Saudi Aramco, officiellement Saudi Arabian Oil Company, est la compagnie nationale saoudienne d'hydrocarbures (son nom est la contraction d'Arabian American Oil Company). Elle possède la quasi-intégralité des ressources en hydrocarbures du royaume et, du point de vue de ses réserves comme de sa production, elle est de loin la première compagnie pétrolière mondiale. Le prix de ses réserves, qui atteignent 261 milliards de barils, est de 319 milliards de dollars. Les réserves d'Aramco dépassent de 10 fois celles du géant pétrolier Exxon Mobil. La compagnie saoudienne contrôle plus de 10 % du marché mondial.

De son côté, le ministre de l'Energie du Koweït a déclaré qu'il attendait une augmentation des prix du pétrole, qui devraient se fixer au deuxième semestre 2016 à 50 ou 60 dollars le baril, ce qui est, selon lui, "un bon niveau". 

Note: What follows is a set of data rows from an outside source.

PR #4032, opened 2018-02-17
Fix fluid rendering for tanks which cannot stack

### LINKED ISSUE #4031: [7.99.15] Fluid render bug when stacking non-connectable tanks
BuildCraft version: 7.99.15
Forge version: 14.23.2.2611
Link to crash report or log: N/A
Singleplayer or multiplayer: N/A
Additional information: 

When placing a non-connecting tank (using canConnectTo() public method) on top of any other tank; if there is any fluid in the upper tank, the lower tank does not render the top face of the fluid.

Indemnity83:
Added a check when determining `connectedUp` & `connectedDown` to ensure that tanks are only 'connectedUp/Down' when the tanks being checked are allowed to be connected. 

fixes #4031


AlexIIL:
I'm going to assume you've already tested this yourself, as buildcraft doesn't use this itself :p

Indemnity83:
Tested by temporarily setting the native buildcraft tank's 'canConnectTo()' to false and confirming fluid rendering :)

PR #4127, opened 2018-04-15
Fix #4082 - Fluids can no longer be broken by Mining Well

### LINKED ISSUE #4082: Mining Well can break oil & fuel
BuildCraft version: 7.99.15
Forge version: 14.23.2.2611
Link to crash report or log:  None
Singleplayer or multiplayer:  Both
Steps to reproduce: Mining Well
Additional information: 

https://www.youtube.com/watch?v=PEBGvnFUlL8
javaw 14-03-2018 17-04-20-745
-Can not break Water and Lava

LordGolias:
The code follows the same pattern as the code for the Quarry.

I tested this in-game for both lava, a fuel, and no liquid, confirming expected behavior (stops when a fluid is present)

### DIFF
--- a/buildcraft_resources/changelog/7.99.17
+++ b/buildcraft_resources/changelog/7.99.17
@@ -2,3 +2,4 @@
 Bug fixes:
 
 * [#4124] The direction of an iron pipe cannot be changed by clicking the centre unless the pipe is already facing a direction.
+* [#4082] Fluids can no longer be mined by Mining Well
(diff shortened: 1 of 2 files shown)


AlexIIL:
This looks good - thanks!

Just a minor thing, it would be quite helpful to add an entry to https://github.com/BuildCraft/BuildCraft/blob/8.0.x/buildcraft_resources/changelog/7.99.17 with the issue number in brackets, and the issue title afterwards.

Also for future reference please don't replace old commits with new ones - it's much easier to track the changes if they appear independently. (In addition github has a "squash an merge" option for squashing all of them into one, so you don't need to do this yourself).

LordGolias:
Added entry to changelog. I agree with you. I am used to a different PR practice, but yeah, the practice is no longer relevant with the squash option. :) Thanks for pointing out.

AlexIIL:
Ok, thanks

La plupart des experts sont convaincus qu'il ne faut pas s'attendre à ce que les prix du pétrole grimpent à 100 dollars le baril. Le ministre russe de l'Economie Alexeï Oulioukaev est d'accord avec eux. "En ce qui concerne le pétrole, le prix de 50 dollars le baril convient aux fournisseurs comme aux consommateurs", a-t-il déclaré.

Le roi d'Arabie saoudite  Salmane ben Abdelaziz Al Saoud
© AP Photo / Pablo Martinez Monsivais, File

Les prix mondiaux du pétrole ont chuté de 115 dollars à moins de 30 dollars le baril entre juin 2014 et janvier 2016, atteignant leur plus bas niveau suite à la surabondance de l'offre mondiale d'or noir.

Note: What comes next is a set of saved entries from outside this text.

PR #4136, opened 2018-04-22
Improvements to Heat Exchanger code

LordGolias:
This allows the Heat Exchanger to receive multiples of 5, which allows to process every combination of fluids from the distiller.

Also removed the multiplier non-divisible by 1000 that was in contradiction to the comment.

af7743f is about allowing the HE to process multiple multiples. E.g. a 3-middle section HE can now process 10 units of liquid if it accepts it.

### DIFF
--- a/buildcraft_resources/changelog/7.99.17
+++ b/buildcraft_resources/changelog/7.99.17
@@ -1,4 +1,8 @@
 
+Improvements:
+
+* [#4135] Made Heat Exchanger process arbitrary amounts of fluid.
+
 Ported content:
 
 * [#4080] Re-added the config option to change the rate of oil well generation and generation of a spout.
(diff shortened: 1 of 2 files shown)


LordGolias:
I also prefer that. Let me get back to you ;)

AlexIIL:
Looks good, thanks!

Just a minor thing: mind adding an entry to the changelog? (Probably under a new "Improvements" section, like in the [7.99.16 changelog](https://github.com/BuildCraft/BuildCraft/blob/8.0.x/buildcraft_resources/changelog/7.99.16#L8-L10).

LordGolias:
Added. Thanks for the reminder.

AlexIIL:
Ok, looks perfect now.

Les représentants de plusieurs pays producteurs de pétrole se sont réunis le 17 avril à Doha. Ils auraient dû signer un accord sur un gel de la production afin d'éviter une nouvelle chute des prix des hydrocarbures. Mais cette initiative a échoué à cause de l'Arabie saoudite, qui a refusé de signer quoi que ce soit en l'absence de l'Iran, qui n'était pas représenté lors de cette réunion dans la capitale qatarie.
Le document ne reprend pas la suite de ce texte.